PR #943, opened 2020-04-28
feat(graphql-client): load user data after login/registration when using @accounts/graphql-client

nsine:
completes what i did in https://github.com/accounts-js/accounts/pull/894

I forgot there about those who are using accounts accounts client with graphql transport 🙊(now we do). So graphql-client's `createUser` and `authenticate` mutations responses will also contain user data => it will be available when using accounts `client` and/or `client-password`

### DIFF
--- a/packages/graphql-client/src/graphql-client.ts
+++ b/packages/graphql-client/src/graphql-client.ts
@@ -63,7 +63,7 @@ export default class GraphQLClient implements TransportInterface {
    * @memberof GraphQLClient
    */
   public async createUser(user: CreateUser): Promise<CreateUserResult> {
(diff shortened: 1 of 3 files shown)


pradel:
Thanks @nsine!

agustif:
@nsine sorry for hijacking the PR, but where would be OK to contact you about oauth implementation of AccountsJS. I need some help and maybe you can give me some tips/ideas on how to proceed? I'm trying to build out a fulll example front/bacck of oauth-facebook.

Thanks, and sorry for this being off-topic. I sent you a twit maybe DM me there if you will, or let me know if you're on AccountsJS-Slack! Didn't find you by @nsine or Vlad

**Exercise**
Restate the listing in full, word for word.

**Response area**
PR #943, opened 2020-04-28
feat(graphql-client): load user data after login/registration when using @accounts/graphql-client

nsine:
completes what i did in https://github.com/accounts-js/accounts/pull/894

I forgot there about those who are using accounts accounts client with graphql transport 🙊(now we do). So graphql-client's `createUser` and `authenticate` mutations responses will also contain user data => it will be available when using accounts `client` and/or `client-password`

### DIFF
--- a/packages/graphql-client/src/graphql-client.ts
+++ b/packages/graphql-client/src/graphql-client.ts
@@ -63,7 +63,7 @@ export default class GraphQLClient implements TransportInterface {
    * @memberof GraphQLClient
    */
   public async createUser(user: CreateUser): Promise<CreateUserResult> {
(diff shortened: 1 of 3 files shown)


pradel:
Thanks @nsine!

agustif:
@nsine sorry for hijacking the PR, but where would be OK to contact you about oauth implementation of AccountsJS. I need some help and maybe you can give me some tips/ideas on how to proceed? I'm trying to build out a fulll example front/bacck of oauth-facebook.

Thanks, and sorry for this being off-topic. I sent you a twit maybe DM me there if you will, or let me know if you're on AccountsJS-Slack! Didn't find you by @nsine or Vlad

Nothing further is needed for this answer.